Eating leafy veggies, orange juice, berries may prevent memory loss in men
The test is designed to detect changes that people can notice in how well they are remembering things before those changes would be detected by objective cognitive tests
Eating leafy greens, dark orange or red vegetables and berry fruits, and drinking orange juice may lower risk of memory loss over time, especially in men, a study has found. The study, published in the journal Neurology, looked at 27,842 men with an average age of 51 who were all health professionals. Participants filled out questionnaires about how many servings of fruits, vegetables and other foods they had each day at the beginning of the study and then every four years for 20 years. A serving of fruit is considered one cup of fruit or half a cup of fruit juice. A serving of vegetables is considered one cup of raw vegetables or two cups of leafy greens.

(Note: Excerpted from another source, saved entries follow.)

PR #895, opened 2019-10-25
Corrections of "it's" to "its"

a2sheppy:
Somewhat nitpicky I suppose. If it had just been one, I might have ignored it, but once I saw the second and then more, I started getting twitchy. Ah, the live of a professional writer with a severe case of OAD (Obsessive Apostrophe Disorder). All places which previously used "it's" that should have been "its" are corrected by this change.


toji:
I'm going to just assume these were all my fault and apologize profusely. 😞 

Thanks! 😉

"One of the most important factors in this study is that we were able to research and track such a large group of men over a 20-year period of time, allowing for very telling results," said Changzheng Yuan, from Harvard T H Chan School of Public Health in the US. "Our studies provide further evidence dietary choices can be important to maintain your brain health," said Yuan. Participants also took subjective tests of their thinking and memory skills at least four years before the end of the study, when they were an average age of 73.
The test is designed to detect changes that people can notice in how well they are remembering things before those changes would be detected by objective cognitive tests. Changes in memory reported by the participants would be considered precursors to mild cognitive impairment. A total of 55 per cent of the participants had good thinking and memory skills, 38 per cent had moderate skills, and seven per cent had poor thinking and memory skills. The participants were divided into five groups based on their fruit and vegetable consumption. For vegetables, the highest group ate about six servings per day, compared to about two servings for the lowest group.
For fruits, the top group ate about three servings per day, compared to half a serving for the bottom group.
The men who consumed the most vegetables were 34 per cent less likely to develop poor thinking skills than the men who consumed the least amount of vegetables.
A total of 6.6 per cent of men in the top group developed poor cognitive function, compared to 7.9 per cent of men in the bottom group.
The men who drank orange juice every day were 47 per cent less likely to develop poor thinking skills than the men who drank less than one serving per month.
This association was mainly observed for regular consumption of orange juice among the oldest men, researchers said.
A total of 6.9 per cent of men who drank orange juice every day developed poor cognitive function, compared to 8.4 per cent of men who drank orange juice less than once a month. The researchers also found that people who ate larger amounts of fruits and vegetables 20 years earlier were less likely to develop thinking and memory problems, whether or not they kept eating larger amounts of fruits and vegetables about six years before the memory test.